Start of Data provided

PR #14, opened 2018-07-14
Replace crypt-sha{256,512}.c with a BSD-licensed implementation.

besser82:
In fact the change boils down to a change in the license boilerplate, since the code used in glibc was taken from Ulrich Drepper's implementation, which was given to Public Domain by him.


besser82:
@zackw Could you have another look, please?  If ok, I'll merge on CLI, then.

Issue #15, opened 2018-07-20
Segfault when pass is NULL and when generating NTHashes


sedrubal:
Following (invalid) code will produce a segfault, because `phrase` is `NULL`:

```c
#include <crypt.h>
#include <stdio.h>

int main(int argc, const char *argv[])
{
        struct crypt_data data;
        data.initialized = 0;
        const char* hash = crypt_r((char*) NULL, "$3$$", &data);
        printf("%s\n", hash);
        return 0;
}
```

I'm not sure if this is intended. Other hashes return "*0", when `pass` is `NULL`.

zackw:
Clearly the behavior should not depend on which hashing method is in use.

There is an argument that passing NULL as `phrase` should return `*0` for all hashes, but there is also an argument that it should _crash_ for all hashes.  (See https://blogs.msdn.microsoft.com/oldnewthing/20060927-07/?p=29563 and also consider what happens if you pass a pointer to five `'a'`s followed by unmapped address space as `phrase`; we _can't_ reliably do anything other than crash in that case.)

End of Data provided

→ **Activity**
Every record shown above must be echoed exactly.

→ **Task result**
PR #14, opened 2018-07-14
Replace crypt-sha{256,512}.c with a BSD-licensed implementation.

besser82:
In fact the change boils down to a change in the license boilerplate, since the code used in glibc was taken from Ulrich Drepper's implementation, which was given to Public Domain by him.


besser82:
@zackw Could you have another look, please?  If ok, I'll merge on CLI, then.

Issue #15, opened 2018-07-20
Segfault when pass is NULL and when generating NTHashes


sedrubal:
Following (invalid) code will produce a segfault, because `phrase` is `NULL`:

```c
#include <crypt.h>
#include <stdio.h>

int main(int argc, const char *argv[])
{
        struct crypt_data data;
        data.initialized = 0;
        const char* hash = crypt_r((char*) NULL, "$3$$", &data);
        printf("%s\n", hash);
        return 0;
}
```

I'm not sure if this is intended. Other hashes return "*0", when `pass` is `NULL`.

zackw:
Clearly the behavior should not depend on which hashing method is in use.

There is an argument that passing NULL as `phrase` should return `*0` for all hashes, but there is also an argument that it should _crash_ for all hashes.  (See https://blogs.msdn.microsoft.com/oldnewthing/20060927-07/?p=29563 and also consider what happens if you pass a pointer to five `'a'`s followed by unmapped address space as `phrase`; we _can't_ reliably do anything other than crash in that case.)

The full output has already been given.